Render the basic RAG prompt#

Create a prompt that includes the retrieved context and the user’s question. This prompt guides the LLM to produce an answer that is informed by the context.

We are using a bisc prompt from langchain’s rag bot: https://python.langchain.com/docs/tutorials/rag/

Note: The quality of the prompt is not optimal; in our next tutorial on prompt engineering, we will demonstrate how to improve it.

def render_basic_rag_prompt(user_request, context):
    prompt = f"""Use the following pieces of context to answer the question at the end.
If you don't know the answer, just say that you don't know, don't try to make up an answer.
Use three sentences maximum and keep the answer as concise as possible.
Always say "thanks for asking!" at the end of the answer.

{context}

Question: {user_request}

Helpful Answer:"""
    return prompt.strip()

Connect the Components of RAG#

Integrate the embedder, Chroma querier, and LLM service into a complete RAG pipeline.

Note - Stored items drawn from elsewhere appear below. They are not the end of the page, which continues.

PR #572, opened 2026-03-28
feat(flags): build-time client config overrides via Feature Flags

Just-Insane:
📝 **Docs PR:** SableClient/docs#8 — merge that when merging this.

---

### Description

Adds build-time runtime-config override support so config.json can be controlled per GitHub Environment without source edits. This is the shared infrastructure for staged rollout experiments.

Fixes #

#### Type of change

### Checklist:

### AI disclosure:

The injector script and workflow wiring were partially AI assisted. I reviewed deep-merge behavior, failure modes, and no-op safety when vars are absent.

### What this PR adds

- Build-time config injector script that merges environment overrides into config.json
- Workflow wiring so preview and production use their own GitHub Environment variables
- Typed experiment selection helpers for deterministic bucketing
- Safe fallback behavior when environment variables are missing

### Why this implementation is useful

- Removes code-change churn for rollout changes. Product/ops can adjust percentages and experiment toggles by environment variables instead of opening code PRs for every percentage change.
- Enables safer progressive delivery. Preview can run at 100% while production starts low and ramps gradually.
- Supports consistent experiment assignment. Deterministic bucketing keeps users stable in control/treatment cohorts across sessions.
- Reduces deployment risk. If override variables are missing, malformed, or intentionally disabled, builds still fall back to checked-in defaults.
- Improves incident response. Feature rollbacks become a config operation rather than a code revert/redeploy cycle.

EMBEDDER_MODEL_NAME = "intfloat/multilingual-e5-large-instruct"
CHROMA_PATH = "/mnt/cluster_storage/vector_store"
CHROMA_COLLECTION_NAME = "anyscale_jobs_docs_embeddings"


# Initialize the querier.
querier = ChromaQuerier(CHROMA_PATH, CHROMA_COLLECTION_NAME, score_threshold=0.8)
embedder = Embedder(EMBEDDER_MODEL_NAME)

# Perform the user request.
user_request = "what is a anyscale job"
embedding = embedder.embed_single(user_request)
formatted_results = querier.query(embedding, n_results=10)

# Print the formatted query results.
print("Query Results:")
pprint(formatted_results)

# Render the prompt. 
prompt = render_basic_rag_prompt(user_request, context=formatted_results)
print("Rendered Prompt:")
pprint(prompt) 

Get the Final Response#

Stream the response from the LLM using the generated prompt.

for token in client.get_response_streaming(prompt, temperature=0.5):
    print(token, end="")

Observations and Next Steps#

As you can see, the LLM now understands that Anysacle jobs refers to the platform rather than job openings at Anysacale. This demonstrates the power of using RAG. However, the response from this basic RAG implementation is not optimal: it’s too short and lacks citations, leaving us unclear about the sources of the information. In future tutorials, we will assess these issues and propose several methods to address them through prompt engineering.